▶ _Problem description_: Show, from the entries below, every line in which "bitcoin" appears.
Dataset excerpts: Begin
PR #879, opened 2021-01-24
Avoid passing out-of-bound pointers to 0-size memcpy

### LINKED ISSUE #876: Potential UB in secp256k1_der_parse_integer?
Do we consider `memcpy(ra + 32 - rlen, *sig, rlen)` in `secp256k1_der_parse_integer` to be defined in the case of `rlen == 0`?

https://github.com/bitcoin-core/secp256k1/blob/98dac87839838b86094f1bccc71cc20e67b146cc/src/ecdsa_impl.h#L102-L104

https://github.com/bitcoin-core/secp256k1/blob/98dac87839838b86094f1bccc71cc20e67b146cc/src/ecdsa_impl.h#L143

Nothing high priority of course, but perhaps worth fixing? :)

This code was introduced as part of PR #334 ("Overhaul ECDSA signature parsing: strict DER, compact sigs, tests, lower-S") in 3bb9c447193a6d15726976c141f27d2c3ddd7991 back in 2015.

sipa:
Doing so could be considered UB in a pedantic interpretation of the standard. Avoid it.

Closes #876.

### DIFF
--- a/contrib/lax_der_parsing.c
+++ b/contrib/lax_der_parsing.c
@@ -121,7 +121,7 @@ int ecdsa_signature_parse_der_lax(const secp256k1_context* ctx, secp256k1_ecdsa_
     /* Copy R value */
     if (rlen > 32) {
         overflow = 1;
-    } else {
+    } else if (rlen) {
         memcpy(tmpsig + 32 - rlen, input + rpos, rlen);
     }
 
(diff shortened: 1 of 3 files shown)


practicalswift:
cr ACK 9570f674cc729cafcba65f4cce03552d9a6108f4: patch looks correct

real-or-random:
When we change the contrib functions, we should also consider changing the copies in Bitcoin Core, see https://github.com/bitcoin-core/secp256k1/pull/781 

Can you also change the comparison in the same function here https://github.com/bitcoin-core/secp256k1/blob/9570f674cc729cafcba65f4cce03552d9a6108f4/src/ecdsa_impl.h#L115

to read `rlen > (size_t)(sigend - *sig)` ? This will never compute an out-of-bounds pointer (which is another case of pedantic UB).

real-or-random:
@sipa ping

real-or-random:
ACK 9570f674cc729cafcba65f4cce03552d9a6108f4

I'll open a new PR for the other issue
Dataset excerpts: End
▶ _Output_:
https://github.com/bitcoin-core/secp256k1/blob/98dac87839838b86094f1bccc71cc20e67b146cc/src/ecdsa_impl.h#L102-L104
https://github.com/bitcoin-core/secp256k1/blob/98dac87839838b86094f1bccc71cc20e67b146cc/src/ecdsa_impl.h#L143
When we change the contrib functions, we should also consider changing the copies in Bitcoin Core, see https://github.com/bitcoin-core/secp256k1/pull/781 
Can you also change the comparison in the same function here https://github.com/bitcoin-core/secp256k1/blob/9570f674cc729cafcba65f4cce03552d9a6108f4/src/ecdsa_impl.h#L115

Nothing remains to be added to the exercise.